## [Entries provided]
PR #493, opened 2025-04-02
Improve BSI cert_id regex.

J08nY:


petrs:
Thank you Jano - is this WIP or shall we merge it already?

PR #505, opened 2025-06-12
Add version warning for dataset compatibility

### LINKED ISSUE #338: Start collecting dataset version
When collecting a CC/FIPS dataset, we could collect the tool versions used to produce such datasets. When the user fetches `from_web_latest()`, we could display a warning when different version is run. We could assist the user by displaying him how to install the tool of that specific release. E.g., `pip install sec-certs xxx`. 

Care must be taken when dealing with datasets created with commit x, but updated on commit y.

## TODO

- Create a new attribute `sec_certs_version` of `DatasetInternalState` and populate it with version obtained from `setuptools_scm` when a dataset is created. 
- Design it so that the attribute is filled only when dataset is created, not when dataset is updated, de/serialized, etc.
- When a dataset is loaded, compare the current tool version with the dataset version. If mismatch, log warning.

J08nY:
Introduce a version check for datasets to warn users if the dataset version differs from the current package version. Update tests to accommodate the new version handling.

Fixes #338.

Generated with Github Copilot agent.

### DIFF
--- a/src/sec_certs/dataset/dataset.py
+++ b/src/sec_certs/dataset/dataset.py
@@ -277,7 +277,7 @@ class Dataset(Generic[CertSubType], ComplexSerializableType, ABC):
             from sec_certs._version import __version__ as current_version
         except ImportError:
             current_version = "unknown"
-        dset_version = getattr(getattr(dset, 'state', None), 'sec_certs_version', None)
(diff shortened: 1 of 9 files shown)


adamjanovsky:
Hehe, makes sense.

## [Work instructions]
Lines in scope run from the one holding "- Design it" to the last line of the material above; transcribe them exactly and omit the rest.

## [Response area]
- Design it so that the attribute is filled only when dataset is created, not when dataset is updated, de/serialized, etc.
- When a dataset is loaded, compare the current tool version with the dataset version. If mismatch, log warning.

J08nY:
Introduce a version check for datasets to warn users if the dataset version differs from the current package version. Update tests to accommodate the new version handling.

Fixes #338.

Generated with Github Copilot agent.

### DIFF
--- a/src/sec_certs/dataset/dataset.py
+++ b/src/sec_certs/dataset/dataset.py
@@ -277,7 +277,7 @@ class Dataset(Generic[CertSubType], ComplexSerializableType, ABC):
             from sec_certs._version import __version__ as current_version
         except ImportError:
             current_version = "unknown"
-        dset_version = getattr(getattr(dset, 'state', None), 'sec_certs_version', None)
(diff shortened: 1 of 9 files shown)


adamjanovsky:
Hehe, makes sense.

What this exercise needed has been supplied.